As to the Fourteenth Amendment right to equal protection, the complaint succinctly noted that the policies “invidiously discriminates based on religion and treats the DeGrosses worse than similarly situated persons who do not share their religious beliefs.” Finally, ADF requested attorney fees plus nominal and punitive damages against the Secretary of the WDCYF for violating the DeGrosses’ rights.
In light of the cases discussed above, combined with the Supreme Court’s refusal to intervene in a dispute from Indiana I recently discussed in CWR wherein state officials removed a fifteen-year-old from his home even though the parents were fit because they disagreed with his identifying as female, ideology rules. Radical ideological orthodoxy trammels parental rights and the needs of children lacking good, loving homes if adults remain faithful to their Christian beliefs. This approach stands constitutional rights on their ears by imposing the state’s preferred gender ideology on people of faith, running roughshod over their beliefs.

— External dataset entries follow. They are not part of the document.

PR #907, opened 2024-01-10
Fixed a problem with cardinality estimation for PK joins

pavelvelikhov:
- Fixed a problem with cardinality estimation for PK joins


resetius (approved):
OK

PR #925, opened 2024-01-10
YQ-2634: S3 runtime file listing

MetaGigachad:


ydb/library/yql/providers/s3/provider/yql_s3_provider.h
```diff
@@ -27,6 +37,8 @@ struct TS3State : public TThrRefBase
     TS3Configuration::TPtr Configuration = MakeIntrusive<TS3Configuration>();
     const NKikimr::NMiniKQL::IFunctionRegistry* FunctionRegistry = nullptr;
     ISecuredServiceAccountCredentialsFactory::TPtr CredentialsFactory;
+
+    TS3FileQueueParams FileQueueParams;
```
Hor911, line 41: Does it work with multiple S3 Sources per query?

Hor911 (changes requested):

ydb/library/yql/providers/s3/provider/yql_s3_provider.h
MetaGigachad: It does. Tested on query with 2 data sources from different buckets.

ydb/library/yql/providers/s3/provider/yql_s3_dq_integration.cpp
```diff
@@ -97,43 +107,74 @@ class TS3DqIntegration: public TDqIntegrationBase {
...
-                    it = parts.erase(to);
+        NActors::TActorId fileQueueActor;
+        if (useRuntimeListing) {
+            fileQueueActor = NActors::TActivationContext::ActorSystem()->Register(NDq::CreateS3FileQueueActor(
+                0ul,
+                parts.front(),
+                1000 * maxPartitions,
+                State_->Configuration->FileSizeLimit,
+                useRuntimeListing,
+                maxPartitions,
```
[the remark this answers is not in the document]
MetaGigachad: True, but it is the best assumption in this scope. In case there are less consumers FileQueue will die on timeout. Solution could be improved by getting the actual amount of tasks from executor, but I would suggest doing it in a separate PR, probably as a part of moving FileQueue creation to runtime.

CyberROFL:
dq tests broken by #1503

ydb/library/yql/providers/s3/provider/yql_s3_provider.h
```diff
@@ -27,6 +29,8 @@ struct TS3State : public TThrRefBase
     TS3Configuration::TPtr Configuration = MakeIntrusive<TS3Configuration>();
     const NKikimr::NMiniKQL::IFunctionRegistry* FunctionRegistry = nullptr;
     ISecuredServiceAccountCredentialsFactory::TPtr CredentialsFactory;
+    IHTTPGateway::TPtr Gateway;
+    TKikimrConfiguration::TPtr KikimrConfig;
```
dorooleg, line 33: Why do we need the kikimr configuration here? We usually have another deps from kqp to library/yql. Doest it correct here?

ydb/library/yql/providers/s3/provider/yql_s3_dq_integration.cpp
```diff
@@ -383,6 +405,107 @@ class TS3DqIntegration: public TDqIntegrationBase {
                 srcDesc.MutableSettings()->insert({"addPathIndex", "true"});
             }
 
+            auto useRuntimeListing = State_->Configuration->UseRuntimeListing.Get().GetOrElse(false);
+            srcDesc.SetUseRuntimeListing(useRuntimeListing);
+
+            auto fileQueueBatchSizeLimit = State_->Configuration->FileQueueBatchSizeLimit.Get().GetOrElse(1'000'000);
```
dorooleg, line 411: Could we use 1000000 instead of 1'000'000? it's difficult to grep this kind of consts

ydb/library/yql/providers/s3/proto/file_queue.proto
```diff
@@ -0,0 +1,30 @@
...
+}
+
+message TEvObjectPathBatch {
+    bool NoMoreFiles = 1;
+    repeated TObjectPath ObjectPaths = 2;
+
+    optional NYql.NDqProto.TMessageTransportMeta TransportMeta = 100;
+}
+
+message TEvObjectPathReadError {
```
dorooleg, line 20: Do we need a separate event for it? Here we have the common event: https://a.yandex-team.ru/arcadia/contrib/ydb/library/yql/dq/actors/protos/dq_events.proto?rev=r13368411#L75

dorooleg (changes requested):

ydb/library/yql/providers/s3/provider/yql_s3_provider.h
MetaGigachad: It is used to get MaxTasksPerStage, I can replace this with passing just this option

ydb/tests/fq/s3/test_yq_v2.py
```diff
@@ -56,7 +57,9 @@ def test_yqv2_enabled(self, kikimr, s3, client):
                                                  "csv_delimiter": ";"
                                              })
 
-        sql = R'''
+        sql = f'''
+            pragma s3.UseRuntimeListing="{str(runtime_listing).lower()}";
+            ''' + R'''
```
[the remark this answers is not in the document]
MetaGigachad: Made this just to be sure I haven't missed any unescaped characters in sql. I will remove it where possible

ydb/library/yql/providers/s3/proto/file_queue.proto
MetaGigachad: I would prefer it to be separate because it was separate before and has special logic around it already

dorooleg: Ok, let's leave it as it is

Alnen (approved):
LGTM

ydb/library/yql/providers/s3/provider/yql_s3_io_discovery.cpp
```diff
@@ -92,6 +92,7 @@ class TS3IODiscoveryTransformer : public TGraphTransformerBase {
               State_->Configuration->MinDesiredDirectoriesOfFilesPerQuery,
               State_->Configuration->MaxInflightListsPerQuery,
               State_->Configuration->AllowLocalFiles)) {
+        State_->Gateway = gateway;
```
Hor911, line 95: If we need Gateway in the state, it is better to assign it in InitS3Provider
https://github.com/ydb-platform/ydb/blob/main/ydb/core/kqp/host/kqp_host.cpp#L1470
and do not pass as param over dozen constructors.

Hor911 (approved):

dorooleg (approved):

ydb/library/yql/dq/actors/compute/retry_queue.h
```diff
@@ -120,6 +120,11 @@ class TRetryEventsQueue {
         }
         return false;
     }
+    
+    bool HasPendingEvents() {
+        RemoveConfirmedEvents(MyConfirmedSeqNo);
```
resetius, line 125: bad naming maybe
Why do you modify smth in method called Has... ?

ydb/library/yql/providers/s3/actors/yql_s3_read_actor.cpp
```diff
@@ -138,19 +142,82 @@ struct TS3ReadError : public yexception {
...
+        EvGetNextBatch,
+        EvObjectPathBatch,
+        EvObjectPathReadError,
+
+        EvEnd
+    };
+    static_assert(EvEnd < EventSpaceEnd(NKikimr::TKikimrEvents::ES_S3_FILE_QUEUE), 
+                  "expect EvEnd < EventSpaceEnd(TEvents::ES_S3_FILE_QUEUE)");
+    
+    struct TEvUpdateConsumersCount :
```
resetius, line 163: Why did you replace local events with non-local ones here?

resetius (approved):
Pls upload fixes in next PR

PR #931, opened 2024-01-11
Try to remove save/load() with traverse

kardymonds:


kardymonds:
Check in arc / used in https://a.yandex-team.ru/arcadia/yql/providers/rtmr/operations/lib/operations.cpp?rev=r12843017#L674
cannot be deleted

PR #1016, opened 2024-01-15
YQ-2630: fix and support detalization for v1

EgorkaZ:


ydb/core/fq/libs/control_plane_storage/internal/utils.cpp
```diff
@@ -304,10 +304,10 @@ TString GetPrettyStatistics(const TString& statistics) {
 
 namespace {
 
-const NJson::TJsonValue* GetStatisticsRoot(const NJson::TJsonValue& allStatistics) {
+const NJson::TJsonValue* GetStatisticsRoot(const NJson::TJsonValue& allStatistics, std::string_view v1Pointer = "Graph=0") {
```
Hor911, line 307: Both kind of statistics may include multiple graphs. To get correct stats it is needed to enumerate all of them and summarize total value

v1 graph will have root with name starting from
- Graph=
- Precompute=

v2 graph will have root with name starting from
- ResultSet
- Precompute
- Sink

v2 names may have no suffixes or suffixes like "_0", so Precompute can be distinguished from v1 by "=" symbol

dorooleg (approved):

PR #1078, opened 2024-01-17
Safe topic reader KIKIMR-20673

CyberROFL:


ydb/core/tx/replication/ydb_proxy/ydb_proxy.cpp
```diff
@@ -160,8 +160,12 @@ class TBaseProxyActor: public TActor<TDerived> {
 
 class TTopicReader: public TBaseProxyActor<TTopicReader> {
     void Handle(TEvYdbProxy::TEvReadTopicRequest::TPtr& ev) {
+        WaitEvent(ev->Sender, ev->Cookie);
+    }
+
+    void WaitEvent(const TActorId& sender, ui64 cookie) {
         auto request = MakeRequest(SelfId());
-        auto cb = [request, sender = ev->Sender, cookie = ev->Cookie](const NThreading::TFuture<void>&) {
+        auto cb = [request, sender, cookie](const NThreading::TFuture<void>&) {
```
Enjection, line 168: Here you are copying TWeakRef and incrementing/decrementing atomic. It's better to do something like this
`auto cb = [request = MakeRequest(SelfId()), sender, cookie]...`

Enjection (changes requested):

Enjection (approved):

PR #1100, opened 2024-01-17
Migrating from antlr3 to antlr4

OrlovPavel:
### Changelog entry 

...

### Changelog category 

* Experimental feature
* Improvement

### Additional information

I hereby agree to the terms of the CLA available at: https://yandex.ru/legal/cla/?lang=en.

### DIFF
--- a/cmake/antlr.cmake
+++ b/cmake/antlr.cmake
@@ -1,7 +1,7 @@
 function(ensure_antlr)
     if(NOT ANTLR3_EXECUTABLE)
         find_program(ANTLR3_EXECUTABLE
-                     NAMES antlr3)
+                     NAMES antlr4)
         if (NOT ANTLR3_EXECUTABLE)
             message(FATAL_ERROR "Unable to find antlr3 program. Please install antlr3 and make sure executable file present in the $PATH env.")
         endif()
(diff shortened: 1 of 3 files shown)


dcherednik:
Can you please set draft status for this pr?

OrlovPavel:
Currently, antlr4 can't generate protobuf. Here are all available targets - https://github.com/antlr/antlr4/blob/master/doc/targets.md 
But I am going to try adding protobuf target according to this instruction https://github.com/tunnelvisionlabs/antlr4/blob/master/doc/creating-a-language-target.md using your custom protobuf.stg. Unfortunately this means changing antlr4 source code and then rebuilding jar, but antlr3 in ydb was once changed the same way to generate protobuf.

dcherednik:
antlr3 hasn't been not patched. Moreover in case of cmake build find_library will try to use antlr3 from system. 
antlr3 uses custom stg file ydb/library/yql/parser/proto_ast/org/antlr/codegen/templates/protobuf/protobuf.stg.in

So the primary task is to find the way to do something similar for antlr4. 

> Currently, antlr4 can't generate protobuf. Here are all available targets - https://github.com/antlr/antlr4/blob/master/doc/targets.md But I am going to try adding protobuf target according to this instruction https://github.com/tunnelvisionlabs/antlr4/blob/master/doc/creating-a-language-target.md using your custom protobuf.stg. Unfortunately this means changing antlr4 source code and then rebuilding jar, but, as I know, antlr3 in ydb was once changed the same way to generate protobuf.

dcherednik:
I will close the pr. Please make the new one if found the way to use antlr4 to generate protobuf.

PR #1104, opened 2024-01-17
add sensors for metadata cache KIKIMR-20775

vporyadke:
### Changelog entry 

Added sensors for monitoring database metadata cache

### Changelog category 

* Improvement

### Additional information

...

### DIFF
--- a/ydb/core/grpc_services/db_metadata_cache.h
+++ b/ydb/core/grpc_services/db_metadata_cache.h
@@ -4,6 +4,7 @@
 #include <ydb/library/actors/core/actor_bootstrapped.h>
 #include <ydb/library/actors/core/hfunc.h>
 #include <ydb/core/base/appdata.h>
+#include <ydb/core/base/counters.h>
 #include <ydb/core/base/feature_flags.h>
 #include <ydb/core/base/domain.h>
 #include <ydb/core/base/statestorage.h>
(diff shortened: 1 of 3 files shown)


ydb/core/grpc_services/db_metadata_cache.h
```diff
@@ -44,6 +45,9 @@ class TDatabaseMetadataCache : public TActorBootstrapped<TDatabaseMetadataCache>
     TActorId PublishActor;
     TActorId SubscribeActor;
     bool RequestInProgress = false;
+    ::NMonitoring::TDynamicCounterPtr Counters;
+    static const inline TString HEALTHCHECK_REQUESTS_MADE_COUNTER = "DbMetadataCache/HealthCheckRequestsMade";
```
adameat, line 49: I think people are more used to terms like "hit" or "miss"

adameat (changes requested):

ydb/core/grpc_services/db_metadata_cache.h
vporyadke: True, but RequestsMade aren't cache misses in the traditional sense - they are made periodically by the cache itself. You don't think calling them cache misses would be misleading?

adameat: it would. okay then. maybe we should add some sensors on grpc side. is there any flag or status in response data which could tell us if the response was generated from a cache?

adameat (approved):

PR #1106, opened 2024-01-17
Add GLOBAL for udf service files (YQL-17551)

rvu1024:


zverevgeny:
Such approach will bloat client's executables. IMHO it's better to specify required public symbols in the linker script

zverevgeny (approved):

PR #1118, opened 2024-01-18
KIKIMR-20009: fix race condition on blobs removing

ivanmorozov333:
### Changelog entry 

split actions:
on execute we have to write into db only
on complete we have to write to memory storage
in other way we have problem in case execution not finished, but gc finished before and if binary killed in this time, we have problem with meta withno blobs

### Changelog category 

* Bugfix 

### Additional information

...

### DIFF
--- a/ydb/core/tx/columnshard/blob_manager.h
+++ b/ydb/core/tx/columnshard/blob_manager.h
@@ -90,7 +90,8 @@ public:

Of course, all deserve respect regardless of their sexual orientations, actual or perceived. At the same time, because respect is supposed to be mutual, why do public officials impose their wills in ignoring the constitutional rights of believers by excluding qualified, loving adults from caring for children needing homes based on their religious beliefs? Moreover, in cases such as Blais, why should the state’s preferred gender trump familial bloodlines and the needs of a one-year-old whose great-grandparents sought to provide her with loving care? It is impossible to believe this was in the child’s best interest.
Public officials typically claim to be acting under the best interests of children. However, it is hard to accept this intention was in Blais when the grandparents were rejected based on their responses to hypothetical questions clearly unrelated to the care of a one-year-old child. Plus, are state officials truly acting in the best interests of minors when they support the use of hormone therapy with which parents and/or caregivers disagree? Of course not. Instead, perhaps officials should advise minors who likely lack maturity to understand fully what they seek to do, and to wait until reaching adulthood to decide whether to seek potentially unalterable procedures and medications.
Caring for minors identifying as transgender must be addressed with sensitivity. Still, how often does this issue arise with younger children, as in Blais justifying officials there and in DeGross who acted categorically in denying caregivers opportunities to provide needed loving homes based on their religious beliefs? If anything, state officials are overreaching in imposing a pall of orthodoxy on those whose religious beliefs do not align with their politically correct values du jour, leaving needy children at their not so tender mercy.